11/09/2026
CONECTADOS
11 DE SEPTIEMBRE - EL PERDÓN DE DIOS
Si confesamos nuestros pecados, él es fiel y justo para perdonar nuestros pecados, y limpiarnos de toda maldad.
-1 JUAN 1:9
Admitir nuestros pecados y estar dispuestos a apartarnos de ellos, es todo lo que hace falta para recibir el perdón completo de Dios por nuestras faltas.

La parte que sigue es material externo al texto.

PR #2506, opened 2025-12-08
[kernel] Implement bottom half interrupt handlers!

ghaerr:
This PR implements Linux 2.0-style "bottom-half" or "softirq" interrupt handlers into the ELKS kernel. This is a major enhancement, that with proper reprogramming of various device drivers, allows interrupt handlers to be effectively split in half, where the "top" portion runs under the "original" interrupt context for extreme hardware time-sensitive tasks, while less important code can be deferred for execution outside of the 8259 PIC (or other) interrupt priority, which effectively disallows  other hardware devices to be serviced promptly.

The "bottom half" deferred execution handler names by convention end with \_bh, and this PR implements the timer_bh and serial_bh bottom halves for the IRQ 0 hardware timer and IRQ 4 and 3 serial receive interrupt. To do this, the original timer_irq and rs_fast_irq4 (with CONFIG_FAST_IRQ4 now default enabled) routines are halved. The timer_bh bottom half increments jiffies, then calls `mark_bh(TIMER_BH)` which schedules timer_bh for later execution outside the IRQ 0 interrupt. During kernel init, `init_bh(TIMER_BH, timer_bh)` is called to set the function to call when marked.

The backend timer_bh routine, usually run directly after the IRQ 0 EOI (but not always, its complicated) runs with interrupts enabled, just like the interrupt handler still does, but is guaranteed non-reentrant by the kernel. For timer_bh, it runs the kernel timer lists, the CPU usage calculations for `ps`, "pumps" the received serial characters that are queued by the fast IRQ4 interrupt to wake_up waiting tasks, and runs the disk I/O spinwheel. All of these were previously run *during* the PIC's IRQ 0 interrupt, which effectively disabled any other interrupts for quite a long period every 10ms. Now, the timer_bh runs after the IRQ 0 EOI, but remains interruptible (but not reschedule-able) so that fast serial input or network packet interrupts can execute immediately, interrupting the bottom half.

Essentially, the bottom half portion of any interrupt handler now runs outside of interrupt context, but still runs in kernel context, which, just like the kernel, is non-reentrant (except for top-half interrupt handlers, of course, except they're also protected from reentry by the PIC).

Sound complicated? It is. But for the driver writer, it's not too bad, as an old-style handler can be split into two, servicing the hardware (as quick as possible into a queue/buffer), then scheduling the backend to run with mark_bh. It is very important to run the wake_up() etc calls in the bottom half, as wake_up is very time consuming.

A quick discussion of bottom halves in Linux Kernel Internals 2.0 is [here (page 205, Section 7.2.4)](http://www.staroceans.org/kernel-and-driver/Addison%20Wesley%20-%20Linux%20Kernel%20Internals%202Nd%20Ed.pdf). Another [article](https://thinkty.net/general/2024/04/29/bottom_half.html) is available. Note that Linux implements many different types of "bottom halves" - SoftIRQs, Tasklets, Task Queues, Work Queues, and Threaded Interrupts. I've only implemented SoftIRQs, which are very basic but all we need for ELKS.

Also discussed a bit in https://github.com/Mellvik/TLVC/pull/211#issuecomment-3620566893, https://github.com/ghaerr/elks/issues/2457#issuecomment-3551620305,  https://github.com/ghaerr/elks/issues/2457#issuecomment-3551620305 and https://github.com/ghaerr/elks/pull/2502#issuecomment-3623082246.

Right now, include/arch/irq.h defines the following bottom halves:
```
enum {
    TIMER_BH = 0,
    SERIAL_BH,
    MAX_SOFTIRQ
};
```
Which means that a developer may need to add a new type for their own device driver(s), such as NETWORK_IRQ. All this does is allocate another entry in an array of function pointer to call when mark_bh is called. The new function `do_bottom_half` in elks/arch/i86/kernel/softirq.c then loops through the active_bh (mask bits) to see which, if any, bottom halves to call.

@swausd, look at the IBM PC 8250 serial driver in serial-8250.c::rs_fast_irq4(). While a bit complicated since it's called directly from an interrupt vector outside of \_irqit (for speed) and runs with SS != DS, it effectively just queues a received character during serial interrupt pre-EOI period, then the timer interrupt bottom half (every 10ms) ends up calling serial_bh that calls wake_up. This can be done slightly differently, as noted in the driver, where mark_bh(SERIAL_BH) is called which will then run the wake_up directly after the hardware interrupt. Let me know if you have questions.

@Mellvik, this will be a little more complicated for the network drivers, since after reviewing them, I notice that wake_up and other admin stuff is called potentially in multiple places in the interrupt handler. So you'll have to think about how or whether you can easily split them into two parts. Note this is entirely optional though, and the NIC interrupt is much lower priority than serial or timer, so you might get away with doing nothing, since the serial and timer interrupts now run much quicker.

Enough theory for now. I've tested this only on QEMU, and ~think~hope that it will work well on real hardware. I'd like to see if either of you can test this PR on real hardware before I commit, just in case, since going backwards will be harder. I've tested it pretty hard throughout the day and it seems pretty solid, since the basic hardware interrupt path remains unchanged.

Finally, this PR fixes a terribly broken divide-by-zero handler, which now works from both kernel and user mode (displays DIVIDE FAULT and kills the program), and also introduces an NMI handler (displays NMI FAULT).

Feel free to ask questions.

### DIFF
--- a/elks/arch/i86/drivers/char/serfast.S
+++ b/elks/arch/i86/drivers/char/serfast.S
@@ -1,9 +1,9 @@
-// Fast custom serial input interrupt routines for ELKS
+// First part of top half of fast serial interrupt handlers for ELKS
 //
-// runs on any stack and skips all ELKS overhead
-// must run with interrupts disabled as could interrupt user, kernel or interrupt stack
-// reads character into ring buffer
-// timer interrupt runs serial_bh() which checks for non-zero queue and calls wake_up
+// Runs on any stack and skips ELKS _irqit stack switching overhead.
+// Must run with interrupts disabled as could interrupt user, kernel or interrupt stack.
+// Calls the second part of the top half (rs_fast_irq4) to read and queue received byte.
+// The bottom half (serial_bh) runs later, which processes queue and calls wake_up.
 //
 // 25 June 2020 Greg Haerr
 //
@@ -13,7 +13,7 @@
 
 #ifdef CONFIG_FAST_IRQ4
 //
-// fast ttyS0 interrupt routine, called by CALLF within dynamic handler
+// Entry for ttyS0 top half interrupt handler, called by CALLF within dynamic handler
 //
 	.extern	rs_fast_irq4
 	.global asm_fast_irq4
@@ -29,7 +29,7 @@ asm_fast_irq4:
 	mov	%sp,%bx
 	mov	%ss:12(%bx),%ds
 
-	call	rs_fast_irq4		// call special C interrupt routine
+	call	rs_fast_irq4		// call special 2nd part of top half C handler
 					// which doesn't use any SS/SP/BP addressing
 
 	mov	$0x20,%al		// EOI on primary controller
@@ -46,7 +46,7 @@ asm_fast_irq4:
 
 #ifdef CONFIG_FAST_IRQ3
 //
-// fast ttyS1 interrupt routine, called by CALLF within dynamic handler
+// Entry for ttyS1 top half interrupt handler, called by CALLF within dynamic handler
 //
 	.extern	rs_fast_irq3
 	.global	asm_fast_irq3
@@ -62,7 +62,7 @@ asm_fast_irq3:
 	mov	%sp,%bx
 	mov	%ss:12(%bx),%ds
 
-	call	rs_fast_irq3		// call special C interrupt routine
+	call	rs_fast_irq3		// call special 2nd part of top half C handler
 					// which doesn't use any SS/SP/BP addressing
 
 	mov	$0x20,%al		// EOI on primary controller
--- a/elks/arch/i86/drivers/char/serfast.S
+++ b/elks/arch/i86/drivers/char/serfast.S
@@ -3,7 +3,7 @@
 // runs on any stack and skips all ELKS overhead
 // must run with interrupts disabled as could interrupt user, kernel or interrupt stack
 // reads character into ring buffer
-// timer interrupt runs rs_pump() which checks for non-zero queue and calls wake_up
+// timer interrupt runs serial_bh() which checks for non-zero queue and calls wake_up
 //
 // 25 June 2020 Greg Haerr
 //
--- a/elks/arch/i86/drivers/char/serial-8250.c
+++ b/elks/arch/i86/drivers/char/serial-8250.c
@@ -250,6 +250,13 @@ void rs_fast_irq4(void)
     /* unfortunately, can't add more specifics w/o compiler generating BP accesses */
     if (c == 03)                        /* assumes VINTR = ^C and byte queued anyways */
         sp->intrchar = c;
+    /*
+     * This will mark the serial bottom half serial_bh to run very soon after
+     * this interrupt, which then calls wake_up() on every character received.
+     * For faster baud rates and less data loss, don't run bottom half here,
+     * but call serial_bh directly from timer bottom half in timer_bh.
+     */
+    //mark_bh(SERIAL_BH);
 }
 #endif
 
@@ -272,6 +279,7 @@ void rs_fast_irq3(void)
     /* unfortunately, can't add more specifics w/o compiler generating BP accesses */
     if (c == 03)                        /* assumes VINTR = ^C and byte queued anyways */
         sp->intrchar = c;
+    //mark_bh(SERIAL_BH);               /* see comment in rs_fast_irq4 */
 }
 #endif
 
@@ -298,8 +306,8 @@ static void pump_port(struct serial_info *sp)
     }
 }
 
-/* called from timer interrupt - check ring buffer and wakeup waiting processes */
-void rs_pump(void)
+/* serial interrupt bottom half - check ring buffer and wakeup waiting processes */
+void serial_bh(void)
 {
 #if defined(CONFIG_FAST_IRQ4)
     pump_port(&ports[0]);
@@ -372,12 +380,14 @@ static int rs_open(struct tty *tty)
 #if defined(CONFIG_FAST_IRQ4)
     case 4:
         port->intrchar = 0;
+        init_bh(SERIAL_BH, serial_bh);
         err = request_irq(port->irq, (irq_handler) asm_fast_irq4, INT_SPECIFIC);
         break;
 #endif
 #if defined(CONFIG_FAST_IRQ3)
     case 3:
         port->intrchar = 0;
+        init_bh(SERIAL_BH, serial_bh);
         err = request_irq(port->irq, (irq_handler) asm_fast_irq3, INT_SPECIFIC);
         break;
 #endif
--- a/elks/arch/i86/drivers/char/serial-8250.c
+++ b/elks/arch/i86/drivers/char/serial-8250.c
@@ -219,18 +219,28 @@ static int rs_write(struct tty *tty)
 
 #if defined(CONFIG_FAST_IRQ4)
 /*
- * Second half of fast serial input interrupt handler for slower machines.
- * Should work up to 38400 baud.
- * Incomplete tty signal handling, will generate SIGINT when VINTR = ^C.
+ * Serial interrupt top half. This top half actually consists of two parts.
+ * The first part of the top half of the handler is asm_fast_irq4 in serfast.S,
+ * and the function below is the second part of the top half, rs_fast_irq4.
+ *
+ * The first part asm_fast_irq4 is called directly from the IRQ 4 interrupt
+ * vector, bypassing the normal kernel stack switch code in _irqit. That code
+ * runs with interrupts disabled and saves registers AX,BX,CX,DX,DS, and
+ * sets DS to the kernel data segment. The stack segment is not changed,
+ * so SS != DS, then it calls the second part rs_fast_irq4 C code below.
+ *
+ * NOTE: Since the compiler emits BP addressing for parameters, no parameters can
+ * be passed, nor any code written which emits code using SP or BP addressing, as
+ * SS is not changed and not guaranteed to be equal to DS.
+ * Use 'ia16-elf-objdump -D -r -Mi8086 serial-8250.o' to look at code generated.
+ *
+ * Thus, the rs_fast_irq4 function below is a specially-coded C top half interrupt
+ * handler, subject to the above limitations, which just reads and queues the
+ * UART byte received, with the serial_bh bottom half run after the IRQ 4 EOI.
+ * As a result, it should handle speeds up to 38400 baud.
+ *
+ * Incomplete tty signal handling, generates SIGINT when VINTR = ^C.
  * Useful for fast SLIP transfer or arrow key input on slow systems.
- *
- * Specially-coded C interrupt handler, called from asm_fast_irq[43] with
- * interrupts disabled after saving scratch registers AX,BX,CX,DX & DS and
- * setting DS to kernel data segment.
- * NOTE: no parameters can be passed, nor any code written which emits code using
- * SP or BP addressing, as SS is not set and not guaranteed to equal DS.
- *
- * Use 'ia16-elfk-objdump -D -r -Mi8086 serial.o' to look at code generated.
  */
 extern void asm_fast_irq4(int irq, struct pt_regs *regs);   /* initial entry point */
 
@@ -251,8 +261,8 @@ void rs_fast_irq4(void)
     if (c == 03)                        /* assumes VINTR = ^C and byte queued anyways */
         sp->intrchar = c;
     /*
-     * This will mark the serial bottom half serial_bh to run very soon after
-     * this interrupt, which then calls wake_up() on every character received.
+     * This will mark the serial bottom half serial_bh to run after an _irqit
+     * interrupt, which then calls wake_up() on every character received.
      * For faster baud rates and less data loss, don't run bottom half here,
      * but call serial_bh directly from timer bottom half in timer_bh.
      */
@@ -296,7 +306,7 @@ static void pump_port(struct serial_info *sp)
             sp->intrchar = 0;
         }
         if (q->len == 1) {
-            /* attempt process (again) of VINTR, also VQUIT and ^P-^N debug chars */
+            /* attempt process (again) of VINTR, also VQUIT and ^N^O^P debug chars */
             if (tty_intcheck(ttyp, chq_peekch(q))) {
                 (void)chq_getch(q);     /* discard received character */
                 return;
--- a/elks/arch/i86/kernel/Makefile
+++ b/elks/arch/i86/kernel/Makefile
@@ -39,16 +39,15 @@ OBJS  = strace.o irq.o irqtab.o process.o \
 		entry.o signal.o timer.o softirq.o
 
 ifeq ($(CONFIG_ARCH_IBMPC), y)
-OBJS += irq-8259.o reset-ibm.o timer-8254.o nmi.o
-#OBJS += divzero.o
+OBJS += irq-8259.o reset-ibm.o timer-8254.o divzero.o nmi.o
 endif
 
 ifeq ($(CONFIG_ARCH_PC98), y)
-OBJS += irq-8259.o reset-pc98.o timer-8254.o nmi.o
+OBJS += irq-8259.o reset-pc98.o timer-8254.o divzero.o nmi.o
 endif
 
 ifeq ($(CONFIG_ARCH_SOLO86), y)
-OBJS += irq-solo86.o reset-stubs.o timer-8254.o nmi.o
+OBJS += irq-solo86.o reset-stubs.o timer-8254.o divzero.o nmi.o
 endif
 
 ifeq ($(CONFIG_ARCH_8018X), y)
@@ -60,7 +59,7 @@ OBJS += irq-necv25.o reset-stubs.o timer-necv25.o
 endif
 
 ifeq ($(CONFIG_ARCH_SWAN), y)
-OBJS += irq-swan.o reset-swan.o timer-swan.o system-swan.o nmi.o
+OBJS += irq-swan.o reset-swan.o timer-swan.o system-swan.o divzero.o nmi.o
 else
 OBJS += system.o
 endif
--- a/elks/arch/i86/kernel/Makefile
+++ b/elks/arch/i86/kernel/Makefile
@@ -36,16 +36,19 @@ include $(BASEDIR)/Makefile-rules
 # Objects to be compiled.
 
 OBJS  = strace.o irq.o irqtab.o process.o \
-		entry.o signal.o timer.o
+		entry.o signal.o timer.o softirq.o
 
 ifeq ($(CONFIG_ARCH_IBMPC), y)
-OBJS += irq-8259.o reset-ibm.o timer-8254.o
-OBJS += divzero.o
+OBJS += irq-8259.o reset-ibm.o timer-8254.o nmi.o
+#OBJS += divzero.o
 endif
 
 ifeq ($(CONFIG_ARCH_PC98), y)
-OBJS += irq-8259.o reset-pc98.o timer-8254.o
-OBJS += nmi.o
+OBJS += irq-8259.o reset-pc98.o timer-8254.o nmi.o
+endif
+
+ifeq ($(CONFIG_ARCH_SOLO86), y)
+OBJS += irq-solo86.o reset-stubs.o timer-8254.o nmi.o
 endif
 
 ifeq ($(CONFIG_ARCH_8018X), y)
@@ -57,15 +60,9 @@ OBJS += irq-necv25.o reset-stubs.o timer-necv25.o
 endif
 
 ifeq ($(CONFIG_ARCH_SWAN), y)
-OBJS += irq-swan.o reset-swan.o system-swan.o timer-swan.o
-OBJS += divzero.o
+OBJS += irq-swan.o reset-swan.o timer-swan.o system-swan.o nmi.o
 else
 OBJS += system.o
-endif
-
-ifeq ($(CONFIG_ARCH_SOLO86), y)
-OBJS += irq-solo86.o reset-stubs.o timer-8254.o
-OBJS += divzero.o
 endif
 
 #########################################################################
--- a/elks/arch/i86/kernel/divzero.c
+++ b/elks/arch/i86/kernel/divzero.c
@@ -4,21 +4,19 @@
 
 /*
  * Divide by zero and divide overflow exception handler
- * NOTE: This handler is currently unused, see div0_handler_panic in irqtab.S
  *
  * 19 Aug 24 Greg Haerr
  */
 
-static char div0msg[] = { "Divide fault\n" };
+#define DEBUG       0   /* =1 for CS:IP detail of fault */
 
-void div0_handler(int i, struct pt_regs *regs)
+void div0_handler(int irq, struct pt_regs *regs)
 {
-    /* divide by 0 from nested interrupt or idle task means kernel code was executing */
     if (intr_count > 1 /*|| current->t_regs.ss == kernel_ds*/) {
         /*
-         * Trap from kernel code.
+         * Trap from kernel code or idle task.
          *
-         * Not panicing at this point involves determining the CS:IP of the
+         * Not calling panic at this point involves determining the CS:IP of the
          * faulting instruction, then doing two different things depending on
          * whether the CPU is 8088/8086/V20/V30 or 286/386+: the former trap
          * pushes the CS:IP following the DIV, while the latter pushes CS:IP of
@@ -26,20 +24,23 @@ void div0_handler(int i, struct pt_regs *regs)
          * all forms of DIV, while allowing either would introduce undefined
          * behaviour as a result of an incorrect calcuation. So we panic.
          */
-#if 0
+
+#if DEBUG
         struct uregs __far *sys_stack;
         sys_stack = _MK_FP(regs->ss, regs->sp);
-        printk("Div0 at CS:IP %x:%x\n", sys_stack->cs, sys_stack->ip);
+        printk("CS:IP %04x:%04x\n", sys_stack->cs, sys_stack->ip);
 #endif
-        panic(div0msg);
-    } else {
-        /* For user mode faults, display error message and kill the process */
-        printk(div0msg);
-#if 0
+
+        panic("DIVIDE FAULT\n");
+    } else {    /* For user mode faults, display error message and kill the process */
+        printk("DIVIDE FAULT\n");
+
+#if DEBUG
         struct uregs __far *user_stack;
         user_stack = _MK_FP(current->t_regs.ss, current->t_regs.sp);
-        printk("Div0 at CS:IP %x:%x\n", user_stack->cs, user_stack->ip);
+        printk("CS:IP %04x:%04x\n", user_stack->cs, user_stack->ip);
 #endif
+
         sys_kill(current->pid, SIGABRT);    /* no SIGFPE so send SIGABRT for now */
     }
 }
--- a/elks/arch/i86/kernel/divzero.c
+++ b/elks/arch/i86/kernel/divzero.c
@@ -4,6 +4,7 @@
 
 /*
  * Divide by zero and divide overflow exception handler
+ * NOTE: This handler is currently unused, see div0_handler_panic in irqtab.S
  *
  * 19 Aug 24 Greg Haerr
  */
--- a/elks/arch/i86/kernel/irq.c
+++ b/elks/arch/i86/kernel/irq.c
@@ -120,24 +120,15 @@ int free_irq(int irq)
  */
 void INITPROC irq_init(void)
 {
-    /* use INT 0x80h for system calls */
-    int_handler_add(IDX_SYSCALL, 0x80, _irqit);
+    int_handler_add(IDX_SYSCALL, 0x80, _irqit); /* INT 80 for system calls */
 
 #if defined(CONFIG_ARCH_IBMPC) || defined(CONFIG_ARCH_PC98) || \
     defined(CONFIG_ARCH_SOLO86) || defined(CONFIG_ARCH_SWAN)
 
-#if 1
-    /* install direct panic-only DIV fault handler until known that
-     * the _irqit version doesn't overwrite the stack
-     */
-    int_handler_add(IDX_DIVZERO, 0x00, div0_handler_panic);
-#else
-    /* catch INT 0 divide by zero/divide overflow hardware fault */
-    irq_action[IDX_DIVZERO] = div0_handler;
+    irq_action[IDX_DIVZERO] = div0_handler;     /* INT 0 divide by 0/divide overflow */
     int_handler_add(IDX_DIVZERO, 0x00, _irqit);
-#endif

Pasé años sintiéndome culpable y condenada, y puede que alguna vez hayas sentido lo mismo.
Pero la condena no es obra de Dios. Él no solo perdona nuestros pecados, sino que los olvida (Hebreos 10:17). Él los aleja "cuanto está lejos el oriente del occidente" (Salmos
103:12).
Cuando tú o yo pecamos, no hace falta más sacrificio que el que Jesús ya hizo por nosotros. No tenemos que sacrificar nuestra paz o nuestra alegría y sentirnos culpables, como una forma de pagar por nuestros pecados. El perdón de Dios es absoluto. Lava todo pecado y toda culpa. Así que, si todavía nos sentimos culpables después de arrepentirnos, es una culpa falsa con la que Satanás intenta agobiarnos.
Te animo no solo a pedir perdón, sino a tomarte el tiempo para recibirlo. A veces incluso digo en voz alta: "yo recibo tu perdón, Señor, y te agradezco por él". Si la culpa intenta visitarme después de eso, simplemente digo una y otra vez: "fui perdonada", hasta que el diablo se da por vencido.
"Padre, muchas gracias por tu misericordia y perdón, y por librarme de la culpa y la condenación. En el nombre de Jesús. Amén".